Sea Stryker poles are fine. Sea Stryker gig heads suck balls!:thumbdown::no:


----------



## sealark (Sep 27, 2007)

Here's a link to choppedlivers Gigs he has a new and improved one great Gigs.

Gigs link


----------



## Cosson-Gigs (Dec 12, 2012)

Check out the Cosson Gigs, Look closely at the barbs, extra large barbs, you will have to stomp the fish off ! When you stab that 7 pound fish you will want it to hold, the worst thing is to stab a nice flounder and he shakes off.

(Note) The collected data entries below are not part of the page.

Issue #2438, opened 2019-02-21
[.NET] ActionSet element type to render actions anywhere


andrewleader:
**Automatically generated task. Any updates to the title and body will be overwritten. Do NOT modify the labels.**

.NET implementation of #877

PR #2614, opened 2019-04-04
[.NET][WPF][HTML] Add ActionSet element support

almedina-ms:
Adds action set support for the .NET renderers for this work item: https://github.com/Microsoft/AdaptiveCards/issues/2438

### How verified 

**Parsing**

Added two tests
* TestObjectModelActionSetElement
* TestParseActionSetElement

**Rendering**

Test apps were executed and gave this results

* WPF
image

* HTML
image


source/dotnet/Library/AdaptiveCards/AdaptiveActionSet.cs
```diff
@@ -0,0 +1,40 @@
...
+        /// <summary>
+        ///     Actions of the action set
+        /// </summary>
+        [JsonConverter(typeof(IgnoreEmptyItemsConverter<AdaptiveAction>))]
+#if !NETSTANDARD1_3
+        [XmlArray("Actions")]
+        [XmlArrayItem(ElementName = "OpenUrl", Type = typeof(AdaptiveOpenUrlAction))]
+        [XmlArrayItem(ElementName = "ShowCard", Type = typeof(AdaptiveShowCardAction))]
+        [XmlArrayItem(ElementName = "Submit", Type = typeof(AdaptiveSubmitAction))]
+        [XmlArrayItem(ElementName = "ToggleVisibility", Type = typeof(AdaptiveToggleVisibilityAction))]
```
RebeccaAnne: I'm not entirely familiar with how this works, but does this explicit list interfere with supporting the custom action scenario in this case?

source/dotnet/Test/AdaptiveCards.Test/AdaptiveCardApiTests.cs
```diff
@@ -814,5 +814,176 @@ public void BackgroundImageBackCompatWithLegacyUriType()
...
+          ""type"": ""Action.ToggleVisibility"",
+          ""targetElements"": [
+            ""test""
+          ],
+          ""title"": ""Toggle""
+        }
+      ]
+    }
+  ]
+}";
```
RebeccaAnne: [nit] Indent this to line up with the code

almedina-ms: The indentation adds spaces that make the comparisson fail

source/dotnet/Library/AdaptiveCards/AdaptiveActionSet.cs
almedina-ms: I took this part of code from the AdaptiveCard class 

just talked with Carlos, apparently there's some support for custom actions added in the falllback support (will have to check if there's actual custom action support) so when fallback PR is merged, I'll update this section

---
In reply to: [272653316](https://github.com/Microsoft/AdaptiveCards/pull/2614#discussion_r272653316) [](ancestors = 272653316)

shalinijoshi19:
@almedina-ms any reason why this is still open ?

source/dotnet/Test/AdaptiveCards.Test/AdaptiveCardApiTests.cs
RebeccaAnne: Makes sense. Could you add a comment to that effect?

---
In reply to: [273150076](https://github.com/Microsoft/AdaptiveCards/pull/2614#discussion_r273150076) [](ancestors = 273150076)

source/dotnet/Library/AdaptiveCards/AdaptiveActionSet.cs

I have been hand crafting gigs for over 20 years & and can custom make it how ever you want, but I have found that a bullet shaped tip holds up the best, and I also can add a special alloy to the tip so as it will hold up to polling and hitting hard things,all gigs made of SS, or Titanium alloy, your choice as to what alloy you want to pay for, many gigs are of 304 or 316 but there are several other choices of much stronger SS alloys but more expensive, and as gigging in soft bottoms the smaller the diameter 3/16" verses 1/4" or 5/16" stock , the smaller will penetrate faster and easier, and a 2 or 3 prong will stab him easier than a 5 prong but I personally prefer a 4 or 5 prong just for the extra holding capability. Good luck and I hope you find the perfect match for your type fishing.


----------



## Alligator (Mar 18, 2012)

*Me also*



Hook said:


> +3:thumbup1:


I made one mod to my Sea Stryker. I took my Dremal with a diamond cutter and deepened the cut behind the barb just a very small amount, and took a coal chisel and spread it. You have to stand on a flounder to get him off now.


----------



## GulfCoastLime (Dec 26, 2012)

My dad and I have been using the same 4 point SS gig head from Jim Cosson for the last 10 years. Its had 3 different bamboo poles and more flounder then i could possibly count. As well as a hand full of rocks. Its scene a grinder once or twice to keep it sharp but other then that it's been perfect. I recently relocated to NC and i stopped by Mr. Cosson's and picked up two new gig heads for the move. I would recommend him to anybody who takes gigging seriously.


----------



## bowdiddly (Jan 6, 2010)

Picked up a couple of Cosson gigs this week. Can,t wait to give them a try. They look deadly.

Thanks Jim.


----------



## Cosson-Gigs (Dec 12, 2012)

*gigs*

Thanks, and please remember to let me know how the new ring shank three prong holds ?????? and if ya have any problems whatsoever with the gigs, you got my # :thumbup:


----------



## bowdiddly (Jan 6, 2010)

Cosson-Gigs said:


> Thanks, and please remember to let me know how the new ring shank three prong holds ?????? and if ya have any problems whatsoever with the gigs, you got my # :thumbup:


Will do......Looking forward to giving you a report on the ring shank design.


----------



## petefisher (Oct 13, 2012)

ck out the ultimategiglights.com gigs stainless steel / will screw on to sea stricker pole/ extra barbs welded on/ the fish will not get off price $39.00


----------



## Night Shift (Nov 5, 2012)

Stainless is the only way to go. 
Barbed vs. allthread is a personal preference, based on the type of gigging one does.
Cosson gigs have been around a long time, because they are quality stuff. I know a friend that has been using one of cosson gig heads for over 15 years. Cosson has barbed, and ring shank (like allthread). My gigs see more time in the water than the average gig head, they are cosson's, and never a problem. 
Not passing judgement on anyone elses gigs, just offering my opinion on what I use.
I would guess that most guys that are serious about fishing dont buy the $19.99 combo rod and reel at walmart: They put together a quality combo. Kinda like a B&M gig heads on a red chinese gig handle, versus a cosson gig head, on a boutwell bamboo pole. Good stuff. I make a living with em. Just my 2 cents. Good luck this season to each of you.


----------